Complex building envelope: the most relevant aspects to consider in the design


Emma Potter

Complex building envelope: the most relevant aspects

The most relevant aspects to take into account when designing the envelope of complex buildings are:

  • thermally insulated multilayer systems;
  • systems with reduced thickness layers;
  • new types of glass and coatings for greater reflection or “permeability” of solar radiation towards the inside;
  • formal and geometric complexity of the casing system;
  • integration with technological services;
  • performance-based fire safety through a new approach to fire prevention (Fire Safety Engineering – FSE);
  • control of the durability and maintenance needs of the layers most exposed to degradation;
  • accessibility, maintenance and safety of the casing system (permanent maintenance units – BMU, temporary suspended platforms – TSP, etc.).

Not only thermally insulated multilayer solutions but also transparency and permeability

The experimentation of thermally insulated multilayer solutions and of construction systems with reduced thickness layers have found fertile ground in the recent period.

At the same time the search for transparency and permeability has made available new glass matrix materials capable of controlling and modulating the thermal and light flow and modifying their performance depending on the stimuli provided to the system. For example the translucent adaptive casing of the Design Hub of the Royal Melbourne Institute of Technology designed by architect Sean Godsell is made with a double skin system with an internal infill curtain wall (equipped with double glazing with low-emissivity crystals and an argon cavity) and an external structure made with galvanized steel rings and frosted glass discs that can be mechanically adjusted using an electromechanical building management system, in order to optimize heat and light gains.

The casing that follows the technological-system evolution

Furthermore, the external envelope system has been designed not only to adapt to weather conditions, but also to follow technological evolution and plant integration: as an alternative to glass discs, the possibility of installing is envisaged Photovoltaic cells to increase the energy autonomy of the building, or systems backlight to transform the casing into a multimedia surface.

This reference represents one of many examples of the progressive diffusion of the concept of “adaptivity”, that is, a technological system capable of self-adapting to changes in external environmental conditions. An approach capable of triggering changes towards an adaptive architecture, of focusing attention on the link between the shell and renewable energy sources and of carefully evaluating plant integration.
Among the most widespread systems are i “Building Integrated PhotoVoltaics – BIPV” (capable of converting incident solar radiation into electrical energy), i solar thermal collectors (capable of converting incident solar radiation into thermal energy), the “Solar Cooling” systems (equipped with absorption thermodynamic machines) and micro and mini wind systems (microgeneration machines for individual users with network exchange).

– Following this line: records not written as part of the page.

PR #1333, opened 2026-05-27
Enhancement/UI nitpicks

### LINKED ISSUE #1253: Enhancement: UI nitpicks
### Description
The purpose of this issue is to make a list with all the very small things within the App (hovering messages, button labels, dropdowns) that could be changed to improve understanding and readability. 

### Definition of Done
- [ ] I have seen the button "Save" and in fact I wondered if this would also save the setting, but if you go with the mouse on the button, the help says "Export all selected results" and you only see the option if you click on it. Suggest to add "and setting"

The complexity of these casing systems requires a design capable of precisely defining the characteristics of the system, identifying and develop the critical nodesconsider aspects of speed and ease of installation, maintenance and control of casing and system performance. The goal is to achieve a adequate satisfaction of comfort requirements and guarantee the safety and security of users.

Enclosure fire safety

It should be underlined how i recent and dramatic cases of fire (Grenfell Tower in London in 2017, Torre dei Moro in Milan in 2021, Skyscraper in Chicago in 2023) have highlighted how it is essential to improve technical knowledge and practical procedures in the design of envelope systems with regards to their vulnerability to fire .

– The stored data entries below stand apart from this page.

PR #1341, opened 2026-06-02
fix: slope rules table clearing and data corruption on row removal (#1302)

### LINKED ISSUE #1302: To test: slope rules table not clearing when all rules are removed
## Context

PR #1262 refactors `manual_slopes` to stay `NULL` until the user adds a rule. This introduces a potential UI bug: when the user removes all slope rules, the reactable table may not clear visually.

## What to test

1. Upload a dataset
2. Go to **NCA Setup → Slope Selector**
3. Add a rule (double-click a point twice, or use the **"+ Exclusion/Selection"** button)
4. Verify the row appears in the table
5. Select the row and click **"- Remove selected rows"**
6. **Check:** does the table clear, or does the deleted row remain visible?

## Root cause (if confirmed)

Two guards prevent the table from updating when `manual_slopes` becomes `NULL`:

**`slope_selector.R`** — the `updateReactable` observer:
```r
observeEvent(manual_slopes(), {
  req(manual_slopes())  # ← silently aborts when NULL
  reactable::updateReactable(outputId = "manual_slopes", data = manual_slopes())
})
```

**`manual_slopes_table.R`** — the `renderReactable` output:
```r
output$manual_slopes <- renderReactable({
  req(manual_slopes())  # ← silently aborts when NULL
  ...
})
```

In both cases, `req()` blocks execution when `manual_slopes()` is `NULL`, so the table UI keeps showing the last row even though the data was cleared.

## Suggested fix

Handle the `NULL` → clear transition explicitly, e.g. with `ignoreNULL = FALSE` on the observer and clearing/hiding the table output when `manual_slopes()` is `NULL`.

## Related

- PR #1262

wangzhengdna-lang:
## Issue

Closes #1302

## Description

When all slope rules were removed via the **"- Remove selected rows"** button, the reactable table failed to clear visually. Successive row removals further corrupted the displayed data: TYPE changed from "Exclusion" to "Selection", RANGE was cleared, and a ghost column (row.names leaked as data) appeared on the left.

**Reported by @Gero1999** — identified that `req()` guards silently abort on NULL, preventing table clearing after PR #1262 refactored `manual_slopes` to NULL initialization.

## Root Cause (4 layers)

| Layer | Cause | Fix |
|-------|-------|-----|
| **1. Table not clearing** | `validate(need(FALSE))` retains previous output; `req()` silently aborts | `return(NULL)` in renderReactable to explicitly clear |
| **2. Data corruption (TYPE→Selection, RANGE cleared, ghost column)** | `reactable.extras` widgets (`dropdown_extra`, `text_extra`) send Shiny input events during post-render initialization, overwriting `manual_slopes()` with widget defaults | Generation counter + 500ms suppression window in edit observer |
| **3. Stray columns (ATPTREF from plot clicks)** | `rbind`/`bind_rows` merge data frames with different column sets | Column normalization before all combines (add handler, `check_slope_rule_overlap`, render) |
| **4. Broken `updateReactable` (silent no-op since #1262)** | `outputId` in slope_selector.R missing one `-manual_slopes` namespace suffix; fixing it caused double-trigger races with `renderReactable` | Reverted to no-op; `renderReactable` + `bindEvent(refresh_reactable())` already handles all updates |

## Definition of Done

- [x] Slope rules table clears when all rows are removed
- [x] Row removal does not corrupt remaining rows (TYPE, RANGE, REASON unchanged)
- [x] No extra/ghost columns appear after successive removals
- [x] Adding rows after clearing works correctly
- [x] Results > Manual Adjustments shows "No rules defined" when rules are empty
- [x] Column normalization prevents stray columns from plot-click paths
- [x] Edit events are suppressed during widget re-initialization

## How to test

**Requires manual testing (Shiny UI, cannot be covered by unit tests):**

1. **Table clearing**: Add 3 rules → remove all one by one → table should clear after last removal
2. **Data integrity**: Add rules with different TYPE/RANGE → remove middle row → remaining rows should keep original values
3. **Plot-click + button mix**: Click plot to add exclusion → use "+ Exclusion/Selection" button → remove rows → no extra columns appear
4. **Settings upload**: Export settings with slope rules → re-import → verify rules restore correctly
5. **Results tab**: Remove all rules → check Results > Manual Adjustments shows "No rules defined"

## Files changed

- `inst/shiny/modules/tab_nca/setup/manual_slopes_table.R` — Core fix: `return(NULL)`, column normalization, edit suppression guard
- `inst/shiny/modules/tab_nca/setup/slope_selector.R` — Reverted broken `updateReactable` to no-op
- `inst/shiny/functions/utils-slope_selector.R` — Column normalization in `check_slope_rule_overlap`
- `inst/shiny/modules/tab_nca.R` — Results tab clearing observer
- `tests/testthat/test-utils-slope_selector.R` — Updated NULL→0-row DF assertions + column normalization tests
- `inst/shiny/tests/testthat/test-utils-slope-selector.R` — Updated NULL→0-row DF assertions + column normalization tests

## Contributor checklist
- [x] Code passes lintr checks (only 2 pre-existing cyclocomp warnings, unrelated to this PR)
- [x] Code passes all unit tests (1693 pass, 0 fail, 0 warn, 3 skip)
- [x] New logic covered by unit tests — `check_slope_rule_overlap` column normalization has 4 new tests
- [x] New logic is documented — CLAUDE.md updated with patterns; inline comments explain suppression guard
- [x] Package version is incremented (0.1.0.9175 → 0.1.0.9176)
- [ ] R script works with the new implementation — N/A (no NCA logic changes)
- [ ] Settings upload works with the new implementation — requires manual verification (see How to test)

## Notes to reviewer

- The edit suppression guard (generation counter + 500ms delay) is a novel pattern in this codebase. It addresses a `reactable.extras` behavior where widgets send Shiny input events during post-render initialization, which would otherwise overwrite valid data with widget defaults.
- The `updateReactable` in `slope_selector.R` was intentionally reverted to a no-op rather than fixed. Fixing the namespace would cause double-trigger races with `renderReactable`. The `renderReactable` + `bindEvent(refresh_reactable())` pattern already handles all table updates.
- The `tab_nca.R` observer targets the Results tab's `reactable_server("manual_slopes")` (output ID `<ns>-manual_slopes-table`), NOT the Setup tab's `manual_slopes_table_server` (output ID `<ns>-manual_slopes-manual_slopes`). These are different Shiny modules.


Shaakon35:
**`updateReactable` in `tab_nca.R` targets a non-existent element ID**

The new code in `tab_nca.R` calls:

```r
reactable::updateReactable(ns("manual_slopes-table"), data = ...)
```

This constructs the ID `"nca-manual_slopes-table"`, but the child module's reactable output is `output$manual_slopes` (registered via `reactableOutput(ns("manual_slopes"))`), which produces the actual ID `"nca-manual_slopes-manual_slopes"`.

So `"manual_slopes-table"` ≠ `"manual_slopes-manual_slopes"` — the `updateReactable` call targets a non-existent element and silently does nothing.

Beyond the wrong ID, this pattern breaks module encapsulation. The parent is reaching into the child module's namespace by guessing its internal output name. If the child renames its output, this breaks silently.

**Suggested fix:** Remove the `updateReactable` call entirely. The child module already handles empty/NULL data in its `renderReactable`:

```r
data <- manual_slopes()
if (is.null(data) || nrow(data) == 0) {
  return(NULL)
}
```

When `slope_rules()` becomes NULL/empty, the existing reactive chain (`slope_rules → manual_slopes → renderReactable`) already clears the table. The parent just needs to ensure `slope_rules()` is set correctly, which it already does.

wangzhengdna-lang (commented):
@Shaakon35 Thanks for the careful review. However, the namespace analysis here is mixing up two different Shiny modules:

### The two modules are different

| | Results tab reactable | Setup tab reactable |
|---|---|---|
| **Module** | `reactable_server("manual_slopes", ...)` | `manual_slopes_table_server("manual_slopes", ...)` |
| **Output ID pattern** | `output\$table` → `<ns>-manual_slopes-table` | `output\$manual_slopes` → `<ns>-manual_slopes-manual_slopes` |
| **Location** | `tab_nca.R:118` | `slope_selector.R:245` |

The `updateReactable` in `tab_nca.R` targets `ns("manual_slopes-table")` which resolves to `tab_nca-manual_slopes-table` — this **matches** the `reactable_server` module's output ID (`<ns>-manual_slopes-table`). The namespace IS correct.

### Why the observer is still needed

The `reactable_server` module uses `req(data())` in its `renderReactable` (line 73-78 of `reactable.R`). When `slope_rules()` becomes NULL, `req()` silently aborts — **retaining the previous table content** instead of clearing it. This is the exact same pattern we fixed in `manual_slopes_table.R` (changed `validate(need(FALSE))` → `return(NULL)` there).

Since we can't change `reactable_server` (it's shared by all tables in the app), the observer is the targeted fix: when slope rules are cleared, it explicitly updates this one table to show "No rules defined".

inst/shiny/modules/tab_nca/setup/manual_slopes_table.R
```diff
@@ -82,6 +82,23 @@ manual_slopes_table_server <- function(
...
 
+    # Flag to suppress edit events during widget (re-)initialization after table re-render.
+    # When TRUE, edit observer ignores incoming events to prevent reactable.extras widgets
+    # from writing default values (e.g. first dropdown choice, empty text) into the data.
+    # Uses a generation counter so rapid successive operations don't prematurely unblock.
+    suppress_edit_events <- reactiveVal(0)  # 0 = not suppressing, >0 = suppressing
+
+    # Set suppression on each re-render; clear after delay only if no newer re-render occurred.
+    observeEvent(refresh_reactable(), {
+      gen <- suppress_edit_events(0) + 1  # increment generation (0→1, 1→2, etc.)
```
Shaakon35: **[Warning] Generation counter never increments — self-reset bug.**

```r
gen <- suppress_edit_events(0) + 1  # increment generation (0→1, 1→2, etc.)
```

`suppress_edit_events(0)` is a **setter** call — it writes `0` into the reactiveVal and returns `0`. So `gen` is **always `1`**, never `2, 3, …` as the comment claims. The generation scheme is defeated:

- Two re-renders within 500ms both compute `gen == 1`.
- The first `delay()` to fire sees `identical(suppress_edit_events(), 1)` → resets suppression to `0`, **prematurely unblocking edits while the second widget init is still in flight** — exactly the corruption this guard is meant to prevent.

**Proposed resolution** — read the current value, don't set it:

```r
observeEvent(refresh_reactable(), {
  gen <- suppress_edit_events() + 1   # read current, then increment
  suppress_edit_events(gen)
  shinyjs::delay(EDIT_SUPPRESS_MS, {
    # only clear if no newer re-render bumped the generation
    if (identical(suppress_edit_events(), gen)) {
      suppress_edit_events(0)
    }
  })
}, ignoreInit = TRUE)
```

Worth a `testServer` assertion that two rapid `refresh_reactable()` bumps leave suppression active until the *last* delay fires (ties into the missing-tests comment).

inst/shiny/modules/tab_nca/setup/manual_slopes_table.R
```diff
@@ -82,6 +82,23 @@ manual_slopes_table_server <- function(
...
+      suppress_edit_events(gen)
+      shinyjs::delay(500, {
```
Shaakon35: **[Warning] Document the 500ms assumption and extract it as a named constant.**

The 500ms window works well in practice — no change to the value needed. But as written it's a bare magic number, and the reason it's safe (widget re-init completes within this window) isn't captured at the call site.

**Proposed resolution** — name the constant and document the assumption:

```r
# Delay before re-enabling edit events after a table re-render.
# reactable.extras widgets fire spurious edit events (default dropdown/empty
# text) while they re-initialize; 500ms reliably covers that init window so
# those events are suppressed rather than written back into the data.
EDIT_SUPPRESS_MS <- 500

# ...
shinyjs::delay(EDIT_SUPPRESS_MS, { ... })
```

Keeps the behavior identical while making the timing intent self-explanatory for future readers.

inst/shiny/modules/tab_nca/setup/manual_slopes_table.R
```diff
@@ -82,6 +82,23 @@ manual_slopes_table_server <- function(
     # create a reactive to update the reactable UI when the table changes
     refresh_reactable <- reactiveVal(0)
 
+    # Flag to suppress edit events during widget (re-)initialization after table re-render.
+    # When TRUE, edit observer ignores incoming events to prevent reactable.extras widgets
+    # from writing default values (e.g. first dropdown choice, empty text) into the data.
+    # Uses a generation counter so rapid successive operations don't prematurely unblock.
+    suppress_edit_events <- reactiveVal(0)  # 0 = not suppressing, >0 = suppressing
```
Shaakon35, line 97: **[Warning] Core fix has no automated tests — repeat-regression area.**

The four behaviors this PR fixes — table clears on empty, no data corruption on row removal, no ghost columns, Results-tab clearing — have no automated coverage; only `check_slope_rule_overlap` is tested. This code path already regressed once (#1262 → #1302), so a guard is warranted. Per `shiny.instructions.md` the UI can't be auto-tested by agents, but `testServer` covers the reactive logic.

**Proposed resolution** — add `testServer` tests for `manual_slopes_table_server`:

```r
describe("manual_slopes_table_server", {
  it("clears the table when the last rule is removed", {
    testServer(manual_slopes_table_server, args = list(/* … */), {
      # start with one rule, remove it
      session$setInputs(remove_rule = 1)
      expect_true(is.null(manual_slopes()) || nrow(manual_slopes()) == 0)
    })
  })

  it("preserves remaining rows' TYPE/RANGE/REASON on removal", {
    testServer(manual_slopes_table_server, args = list(/* … */), {
      before <- manual_slopes()
      session$setInputs(remove_rule = 1)
      expect_equal(manual_slopes()[, c("TYPE", "RANGE", "REASON")],
                   before[-1, c("TYPE", "RANGE", "REASON")])
    })
  })

  it("ignores edit events while suppression is active", {
    testServer(manual_slopes_table_server, args = list(/* … */), {
      refresh_reactable(refresh_reactable() + 1)  # triggers suppression
      expect_gt(suppress_edit_events(), 0)
      # simulate a widget-init edit -> data must be unchanged
      before <- manual_slopes()
      session$setInputs(`edit_TYPE` = list(row = 1, value = "spurious"))
      expect_equal(manual_slopes(), before)
    })
  })
})
```

The third test also guards the generation-counter fix from the separate comment.

wangzhengdna-lang:
@Shaakon35 Thanks for the detailed review. The branch has been updated with your feedback.

What was done:

1. **Fixed the generation counter self-reset bug** (`22a9320`).
   - `gen <- suppress_edit_events(0) + 1` now reads the current value first: `gen <- suppress_edit_events() + 1`.
   - The generation now properly increments (0→1→2...) so rapid successive re-renders don't prematurely unblock edit events.

2. **Extracted the 500ms delay into a named constant** (`22a9320`).
   - `EDIT_SUPPRESS_MS <- 500` with a comment documenting the assumption that `reactable.extras` widget re-initialization completes within this window.

3. **Added testServer tests for `manual_slopes_table_server`** (`a15ce2e`).
   - `inst/shiny/tests/testthat/test-manual-slopes-table.R` covers:
     - Table clears when the last rule is removed.
     - Remaining rows' `TYPE`/`RANGE`/`REASON` are preserved on removal.
     - Edit events are ignored while suppression is active (guards the generation-counter fix).
   - Merged `origin/main` and bumped version to `0.1.0.9185` (`9f5dbf0`).
   - Fixed pre-existing indentation lint and added `nolint` for pre-existing cyclomatic complexity.

Validation:
- `inst/shiny/tests/testthat/test-manual-slopes-table.R`: **3 PASS / 0 FAIL / 0 WARN**
- `devtools::test()`: **1983 PASS / 0 FAIL / 0 WARN / 3 SKIP**

wangzhengdna-lang:
Update: branch merged with `origin/main` (version bumped to 0.1.0.9189) and both CI failures are fixed.

**Lint.** The indentation "fix" bundled into `a15ce2e` went in the wrong direction — it changed function-signature args in `R/PKNCA.R`, `R/exploration_plots.R` and `R/ratio_calculations.R` from 2-space to 4-space, while lintr requires 2 spaces (same mistake as flagged on #1338). Since this branch makes no functional changes to those files, I restored them to the `origin/main` versions (`3595cae`). `lintr::lint_package()`: 0 lints.

**Spellcheck.** The #1302 NEWS entry uses "namespaced" and "reactable", which were missing from `inst/WORDLIST`. Added both.

**Verification.**
- Full test suite: 2009 PASS / 0 FAIL
- `inst/shiny/tests/testthat/test-manual-slopes-table.R` (this PR's testServer tests): 3 PASS / 0 FAIL
- The column-normalization tests added in `43e9d04` pass as well

**One heads-up (pre-existing, not from this PR):** `test-utils-slope-selector.R` has 8 failures on `origin/main` itself — the range-merging expectations from `638801a` (e.g. "should remove overlapping points" expecting merged ranges) no longer match `check_slope_rule_overlap()`'s actual behavior, and a few cases reference `FIXTURE_PKNCA_DATA` which isn't available in that test context. These tests are not executed by CI, so the rot went unnoticed. I left them untouched to keep this PR focused — happy to open a separate issue for them if you agree.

«Since in recent years the thickness of thermal insulation has more than doubled, in the case of use of combustible materials they are inevitably fire loads also increased. I am you also increase the duration of the potential fireand its shutdown, with a possible consequent increase in the risk of fire spread on the facades of the building and, in addition, also towards its interior and/or towards neighboring buildings. A significant contribution to effective modeling Fire Safety Engineering – FSE of fire scenarios and improving the safety of solutions comes from the growing number of real life tests that are conducted for evaluate the behavior of different facade solutions in the event of fireboth in terms of the use of different materials, both as regards the effects due to different geometries and configurations of the facade openings” (Mazzucchelli ES, The envelope of complex buildings: design and construction aspects) as well as recent regulatory updates.

Maintenance of complex building envelopes

A final consideration relating to the envelopes of complex buildings concerns the methods with which to safely access the envelope for maintenance operationsusing complex technological units and components capable of allowing easy execution of ordinary and/or extraordinary maintenance operations (checks, cleaning, repairs, replacements, etc.).